張敬修微微一笑:“那臣可要看看殿下棋藝是否進步了。”
朱翊鈞頓時興致勃勃地讓內侍擺好棋盤。
一邊的馮保見了朱翊鈞與張敬修親近的樣子,不由暗暗羨慕:這張修撰真是讓太子爺又敬又愛啊。
待得鍾聲響起,朱翊鈞主動撤去棋盤,坐到書案邊繼續聽張敬修講課,這回他不再像剛才那般神遊天外,而是專心致志地邊聽邊記。
講完學後,陳皇后、李貴妃照例令宮女端來食盒,讓張敬修與朱翊鈞一同進食,這也是朱翊鈞要求的,而馮保卻無這個資格。
吃過飯後,張敬修告辭之時,馮保走到他的跟前,低聲說道:“那自鳴鍾,咱家也極為喜愛,張修撰可否讓手下的工匠為咱家也製作一座?”
張敬修笑道:“雙林先生既是喜歡,我回去便讓工匠們製作,做好之後,直接送入雙林先生府上。
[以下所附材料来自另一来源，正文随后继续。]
PR #1072, opened 2024-07-31
Make xtb compilable with latest tblite commit (6b7ee4e) EDIT: (6426ee4)

marcelmbn:
- receive `error_type` from `tblite`'s `new_*_calculator` call
- more recent `mstore`  version for _f_-block compounds
- adapt PTB tests to changed ordering of _d_ orbitals in `tblite`

### DIFF
--- a/test/unit/test_ptb.F90
+++ b/test/unit/test_ptb.F90
@@ -215,7 +215,7 @@ contains
       call check_(error, ints%overlap(2, 3), overlap_exp(3), thr=thr)
       call check_(error, ints%overlap(1, 15), overlap_exp(4), thr=thr)
       call check_(error, ints%overlap(1, 23), overlap_exp(5), thr=thr)
-      call check_(error, ints%overlap(12, 22), overlap_exp(6), thr=thr)
+      call check_(error, ints%overlap(11, 22), overlap_exp(6), thr=thr)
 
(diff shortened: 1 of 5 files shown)


test/unit/test_ptb.F90
```diff
@@ -215,7 +215,7 @@ subroutine test_ptb_overlap(error)
       call check_(error, ints%overlap(2, 3), overlap_exp(3), thr=thr)
       call check_(error, ints%overlap(1, 15), overlap_exp(4), thr=thr)
       call check_(error, ints%overlap(1, 23), overlap_exp(5), thr=thr)
-      call check_(error, ints%overlap(12, 22), overlap_exp(6), thr=thr)
+      call check_(error, ints%overlap(11, 22), overlap_exp(6), thr=thr)
```
thfroitzheim, line 218: Maybe add a comment to make clear which pair of orbitals the number corresponds to or you can change to checking the complete matrix

marcelmbn: I agree that in the long-term, a comparison of the full matrices would be more consistent and definitely better practice. For now, I've introduced annotations on which matrix elements are actually compared.

thfroitzheim (approved):
looks good to me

”自從和馮保熟悉之後,張敬修也不稱呼馮保為‘公公’,而是稱呼他的雅號。
馮保道:“那就多謝張修撰了,不過咱家想親自設計自鳴鍾樣式,製作材料也由咱家自備,至於製作費用,便千兩白銀如何?”
張敬修看了一眼馮保,見馮保一臉雲淡風輕的樣子,這是不把錢當回事啊,這宮中大璫果然是富得流油,賺這種人的銀子那也是賺得心安理得,但他面上卻道:“雙林先生自己出了材料,我讓工匠免費為雙林先生製作便是,哪還能收您的銀子啊。”
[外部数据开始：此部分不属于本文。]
Issue #649, opened 2022-06-16
Translational entropy calculations


dgarayr:
Checking thermochemical calculations from xTB, I find the way in which translational entropy is calculated a bit weird (although results are right). The expression in the thermodyn subroutine from thermo.f90 for **s_tr** involves a simplified expression including two hard-coded values named magic4 and magic5.
```fortran
s_tr=magic4*(5.0_wp*log10(t)+3.0_wp*log10(molmass))-magic5
```
There is no direct reference to the source of these values, although they can be traced to an equation presented by [Stewart and Tseng, J. Am. Chem. Soc. 1971, 93, 5, 1273](https://pubs.acs.org/doi/pdf/10.1021/ja00734a047), which was derived from the Sackur-Tetrode equation as presented in _S. Glasstone, “Theoretical Chemistry”, 1944_.  Following the original text, it is found that the simplified equation is reached by rearranging constants, changing the logarithms to base 10, and converting P to atm and R to cal mol<sup>-1</sup> K<sup>-1</sup>. Although the expression is correct and thus the obtained values are valid, it is quite confusing to encounter this quite old and non-referenced expression for the translational entropy when the rest of magnitudes in the subroutine, including the own translational partition function, are computed directly from physical constants using common expressions for statistical thermodynamics.

Moreover, the employed expression drops the pressure dependence of translational entropy, assuming **P = 1** to cancel the logarithm. I could not find the pressure reference state used by xTB for thermochemical calculations neither in the module nor in the documentation, so it might be stated more explicitly at some point, maybe even in the output together with the temperature. Going a bit beyond this, I think the ideal feature would be to allow the user to change the pressure reference state as it is done with temperature, like in other codes such as Gaussian or ADF.

PR #1077, opened 2024-08-06
Add explanation for translation entropy constants

TyBalduf:
Worked out the constants following the expressions for translation entropy given (among other places) [here](https://wiki.fysik.dtu.dk/ase/ase/thermochemistry/thermochemistry.html)


src/thermo.f90
```diff
@@ -106,8 +106,10 @@ subroutine thermodyn(iunit,A_rcm,B_rcm,C_rcm,avmom_si,linear,atom,sym,molmass, &
    real(wp),parameter :: H = 6.626176D-27 ! PLANCK'S CONSTANT IN ERG-SECONDS
    real(wp),parameter :: AK = 1.3807D-16  ! BOLTZMANN CONSTANT IN ERG/DEGREE
    real(wp),parameter :: conv3 = amutokg*1000 ! 1.6606d-24
-   real(wp),parameter :: magic4 = 2.2868d0 ! unknown
-   real(wp),parameter :: magic5 = 2.3135d0 ! unknown
+   real(wp),parameter :: magic4 = 2.2868d0 ! R*ln(10)/2
+   real(wp),parameter :: magic5 = 2.3135d0 ! R*(ln[(kb/P°)*(2pi * kB * amutokg/h)^(3/2)] + 5/2)
+                                           ! All terms in `magic5` in SI units (excluding R)
+                                           ! P° corresponds to 1 atm in Pascals.
```
marcelmbn, line 112: Thanks for sharing! If you have the correct derivation of the constants, could you implement them into the code to avoid using a fixed float point number?

I'd suggest using the constants in `src/mctc/mctc_constants.f90` and (if possibly necessary for other procedures as well) add the conversion parameters to `src/mctc/convert.f90` to avoid computing these quite extensive constants in the `thermo` module.

marcelmbn (changes requested):

src/thermo.f90
marcelmbn: (Obviously, please check thoroughly if the calculated constants match the currently present fixed numbers, before proceeding.)

marcelmbn:
Would fix also https://github.com/grimme-lab/xtb/issues/649.

TyBalduf:
So I rewrote the translation entropy equation and it gives approximately the same result (free energy differs by ~10^-5 kcal/mol)

If I work out the equivalent of magic4 and magic5, they come out to:
* magic4 = 2.2879 (previously 2.28*69*)
* magic5 = 2.3149 (previously 2.31*35*)

As best I can tell, these must have been originally been worked out with slightly different definitions of the constants. Not all the constants used in xTB correspond to their exact current value. For example in thermo, these values are defined:
```
   real(wp),parameter :: R = 1.98726D0    ! GAS CONSTANT IN CALORIES/(MOLE*K) (should be 1.9872*04*)
```

Not sure if this is an acceptable difference and tests should be updated or this is too large a change and we just stick with the current magic constants, just providing some documentation on how they were likely calculated.

marcelmbn:
Thanks for the correct implementation of the constant!

1. Currently, the tests fail due to a ~10-5 value mismatch in the `thermo` unit tests, which is not very surprising.
2. I've checked your point regarding the gas constant and came to the same result. The right way to do it would probably be to update all necessary constants (if necessary) to their most recent SotA value and then update the reference unit test results with the updated values. IMHO, there's no reason to stick with old fixed numbers based on slightly wrong fundamental constants.
3. Finally, we should move all constants from `thermo.f90` into `mctc/mctc_constants.f90` and just `use` them at the beginning of `thermodyn`. Moreover, I'd also delete the old code, i.e. `magic4`, `magic5`, `s_tr_old`, ... as people could still look it up in the `git` history and we don't need it in the active code base.

Thank you in advance for your work on this project!

src/mctc/convert.f90
```diff
@@ -110,6 +120,7 @@ function m4bykgtoang4byamu() result(sitoang4byamu)
       real(wp) :: sitoang4byamu
       sitoang4byamu = (1.0e+10_wp)**4 / kgtoamu ! 16605390400000.0
    end function m4bykgtoang4byamu
+
```
marcelmbn, line 123:
```suggestion
```

marcelmbn:
@TyBalduf Just wanted to ping you again on this topic. We'd be very grateful if you find the time to update the related points in the code to the SotA standard you suggested, including the correct _ab initio_ constants, so that we can integrate everything into the `main` branch. 😊
If you are no longer working on it, a short note would also be nice.

TyBalduf:
I've been a little preoccupied of late and won't have a chance to work on this too soon. I can probably get to it eventually, its mainly a matter of updating tests. But I'm not actively working on it so if someone else wanted to take this on, there wouldn't be conflicting work.

thfroitzheim:
I updated the necessary constants from CODATA 2018 to be consistent with mctc-lib and calculated all necessary quantities directly from the fundamental constants. The resulting corrections change by about 10e-5 but the new values are just more accurate. Therefore, I adapted the tests to the new values. Should now be ready.

src/thermo.f90
```diff
@@ -292,9 +298,8 @@ subroutine oldthermo(a,b,c,avmom,linear,atom,sym,molmass,vibs,nvibs,escf, &
    real(wp),parameter :: conv1 = rcmtoau*autokcal*0.5_wp ! 1.4295718d-3
    real(wp),parameter :: conv2 = rcmtoau*autokJ*1000 ! 0.01196266D+3
    real(wp),parameter :: conv3 = amutokg*1000 ! 1.6606d-24
-   real(wp),parameter :: conv4 = 2.2868d0 ! unknown
-   real(wp),parameter :: conv5 = 2.3135d0 ! unknown
-   real(wp),parameter :: caltoj = autokj/autokcal
+   real(wp),parameter :: conv4 = 2.2868d0 ! approx R*ln(10)/2
+   real(wp),parameter :: conv5 = 2.3135d0 ! approx R*(ln[(kb/P°)*(2pi * kB * amutokg/h)^(3/2)] + 5/2)
```
marcelmbn, line 302: I'd suggest deleting these lines as they should not be needed anymore.

src/thermo.f90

馮保笑嘻嘻道:“張修撰客氣了,張修撰為翰林,俸祿微薄,令尊雖是閣老,卻是個大大的清官,咱家哪能打您的秋風。咱家雖是自備材料,但這自鳴鍾乃是巧奪天工之物,製作想來不易,這製作費用哪能不給,再說,‘物以稀為貴’,更和況,咱家要設計的樣式比較複雜,而眼下唯有張修撰手下的工匠能製作這自鳴鍾,這製作費用自然不能太低,能以千兩白銀, 製得我心中所愛,那可是咱家之幸啊。”
別看馮保是個太監,其才學和鑒賞水平可是極高的,便是許多大才子也不及他,此時他對那自鳴鍾見獵心喜,忍不住就想自行設計一番,附庸風雅。
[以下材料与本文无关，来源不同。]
Issue #1079, opened 2024-08-07
Dock module not working in xtb v6.7.1


icamps:
**Describe the bug**
Running a simple dock calculation with two small molecules (CO2 and NO2) with `6.7.1 (edcfbbe)` and `6.7.1 (ec4f388) (bleed)`.

**To Reproduce**
Steps to reproduce the behaviour:

1. opt_CO2.sdf and opt_NO2.sdf: 
[opt_CO2.sdf.txt](https://github.com/user-attachments/files/16533136/opt_CO2.sdf.txt)
[opt_NO2.sdf.txt](https://github.com/user-attachments/files/16533137/opt_NO2.sdf.txt)

3. start `xtb` with: `dock opt_CO2.sdf opt_NO2.sdf --opt normal --etemp 298 --verbose`
4. run `xtb` with your options and the `--verbose` flag
5. output showing the error: 
[log-6.7.1.txt](https://github.com/user-attachments/files/16533139/log-6.7.1.txt)
[log-bleed.txt](https://github.com/user-attachments/files/16533140/log-bleed.txt)

Please provide all input and output file such that we confirm your report.

**Expected behaviour**
The docking calculation run ok.

**Additional context**

cplett:
Hi,
Thank you very much for reporting the bug. It appears to be a similar issue to #1078.
With the latest pull request #1089, the docking should work properly again.
In the meantime, I suggest using xtb version 6.7.0 or a compiled binary containing the latest pull request to use the docking.

marcelmbn:
Should be resolved by https://github.com/grimme-lab/xtb/pull/1089.

Issue #1078, opened 2024-08-06
Segfaults in aISS submodule with precompiled release 6.7.1


b-rousse:
**Describe the bug**
The aISS docking submodule segfaults in the latest xtb release (6.7.1) above a certain system size. I can confirm it is not related to OMP environment variables nor the ulimit -s unlimited command. Reverting to version 6.7.0 fixed the problem.

**To Reproduce**
Steps to reproduce the behaviour:
Use latest release 6.7.1, try: 
xtb dock PFOA.xyz cluster_min_3layer.xyz 

This is with release version 6.7.1.

Please note I cannot upload .xyz or .inp files, so files minimal_1.xyz and PFOA.xyz have been provided in .txt format.
[cluster_min_3layer.txt](https://github.com/user-attachments/files/16516354/cluster_min_3layer.txt)
[PFOA.txt](https://github.com/user-attachments/files/16516267/PFOA.txt)

**Additional notes**
I tried this on a node with 256 GB RAM, set OMP_NUM_THREADS=1, OMP_STACKSIZE=256G, and ulimit -s unlimited. It still crashed.

cplett:
Hi,
Thank you very much for reporting the bug. 
The pull request #1089 should fix it, and with the next release, the aISS should work properly again.
In the meantime, I suggest using xtb version 6.7.0 or a compiled binary containing the latest pull request to use the docking.

PR #1089, opened 2024-08-19
aISS update

cplett:
- Bug fixes for the aISS docking module related to #1078 and #1079 
- Ensuring that the correct charges and coordination numbers are used for the GFN1-xTB and GFN2-xTB calculations during the aISS docking algorithm

### DIFF
--- a/src/docking/search_nci.f90
+++ b/src/docking/search_nci.f90
@@ -1136,7 +1136,6 @@ contains
       if (mol%npbc > 0) then
          chk%wfn%q = real(set%ichrg, wp)/real(mol%n, wp)
       else
-              write(*,*) mol%z
             if (set%guess_charges == p_guess_gasteiger) then
                call iniqcn(mol%n, mol%at, mol%z, mol%xyz, set%ichrg, 1.0_wp, chk%wfn%q, cn, set%gfn_method, .true.)
             else if (set%guess_charges == p_guess_goedecker) then
--- a/src/docking/search_nci.f90
+++ b/src/docking/search_nci.f90
@@ -48,13 +48,14 @@ module xtb_docking_search_nci
    & gff_print, gfnff_param_dealloc
    use xtb_constrain_param, only: read_userdata
    use xtb_fixparam
-   use xtb_disp_ncoord, only: ncoord_gfn, ncoord_erf
+   use xtb_disp_ncoord, only: ncoord_gfn, ncoord_erf, ncoord_d3
    use xtb_scc_core, only: iniqshell
    use xtb_eeq, only: goedecker_chrgeq
    use xtb_basis, only: newBasisset
    use xtb_gfnff_neighbor, only: TNeigh
    use xtb_io_writer, only : writeMolecule
    use xtb_mctc_filetypes, only : generateFileName
+   use xtb_iniq, only: iniqcn
    implicit none
 
    private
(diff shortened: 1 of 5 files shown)


src/docking/search_nci.f90
```diff
@@ -1065,11 +1066,19 @@ subroutine restart_gff(env, mol, calc)
       call gfnff_param_dealloc(calc%topo)
       call newD3Model(calc%topo%dispm, mol%n, mol%at)
       call gfnff_set_param(mol%n, calc%gen, calc%param)
+      if (allocated(calc%neigh%nb)) deallocate(calc%neigh%nb)
       if (.not. allocated(calc%neigh%nb)) allocate (calc%neigh%nb(calc%neigh%numnb, mol%n, calc%neigh%numctr), source=0)
```
marcelmbn, line 1070: After the enforced deallocation in line 1069, `if (.not. allocated(calc%neigh%nb))` is not necessary again.

src/docking/search_nci.f90
```diff
@@ -1065,11 +1066,19 @@ subroutine restart_gff(env, mol, calc)
...
+      if (allocated(calc%topo%qfrag)) deallocate(calc%topo%qfrag)
       if (.not.allocated(calc%topo%qfrag)) &
```
marcelmbn, line 1072: Same as above.

src/docking/search_nci.f90
```diff
@@ -1116,15 +1125,30 @@ subroutine restart_xTB(env, mol, chk, calc, basisset)
       calc%maxiter = set%maxscciter
 
       call chk%wfn%allocate(mol%n, calc%basis%nshell, calc%basis%nao)
+      ! Make sure number of electrons is initialized an multiplicity is consistent
+      chk%wfn%nel = nint(sum(mol%z) - mol%chrg)
+      chk%wfn%nopen = mol%uhf
+      if (chk%wfn%nopen == 0 .and. mod(chk%wfn%nel, 2) /= 0) chk%wfn%nopen = 1
```
marcelmbn, line 1131: What about molecules, for which `mol%uhf` has already been assigned to, e.g. `2`? Wouldn't this be (incorrectly) determined to `0`?

src/iff/iff_prepare.f90
```diff
@@ -193,7 +193,7 @@ subroutine precomp(env, iff_data, mol, etot, mol_num)
       !> the SP
       call singlepoint &
          &       (env, mol, chk, calc, egap, set%etemp, set%maxscciter, 2,&
-         &        exist, lgrad, acc, etot, g, sigma, res)
+         &        .false., lgrad, acc, etot, g, sigma, res)
```
marcelmbn, line 196: Can you shortly explain why this is now fixed?

marcelmbn (commented):
Please check the remaining questions. @cplett

src/docking/search_nci.f90
cplett: It is removed now.

src/docking/search_nci.f90
cplett: Should not be the case. `chk%wfn%nopen` is set once to `mol%uhf` in line 1130 and only changed in line 1131 if `mol%uhf` is zero and the number of electrons is odd. This is similar to the `xtb` main routine:
https://github.com/grimme-lab/xtb/blob/043d587270844d953b0f5c1fe88e34a0eccb3b58/src/prog/main.F90#L600-L603

src/iff/iff_prepare.f90
cplett: The boolean `exist` was never assigned a value. However, the `singlepoint` subroutine expects the boolean with `intent(in)`. Even though this was not yet causing a program crash, it might have led to memory problems in the future.

src/docking/search_nci.f90
cplett: Also removed now.

marcelmbn (approved):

見馮保這麽說,張敬修也不再客氣,這自鳴鍾研製不易,現在製作效率也是不高,尤其是樣式精致的,做起來更是費時費力,收千兩白銀製作費也不算過分。
當下說道:“雙林先生既這般說了,那我也卻之不恭了,雙林先生設計好樣式後,可將材料送於我府中,屆時工匠們自能作出讓雙林先生滿意的自鳴鍾。”
“好!”馮保點頭道:“張修撰出身名門,才高八鬥,今又身居翰林,卻不以咱家為閹人而輕視咱家,非像一般讀書人那樣假作清高,你這樣的朋友,咱家交定了!待咱家設計好樣式之後,便將材料及製作費用一並交予張修撰。”
張敬修雖不歧視太監,但也不會因馮保這般說就與其深交,尤其這馮保可非一般的太監,其在宮中這個是非之地,一路走到內廷二號太監這個位置,心計也是深不可測的,於是隻拱手道:“雙林先生好說,待鍾做好之後,我會親自送予雙林先生府中。”
誰知馮保卻搖頭道:“鍾做好之後,咱家派人自行去取便是,就不勞張修撰大駕了。”
張敬修一愣,難道馮保也知‘送鍾’不是好兆頭?
而馮保心中卻思:這張修撰是個人物,而且其父還是內閣輔臣,就算要與其交往,也不可太名目張膽了,否則反而會對其仕途不利。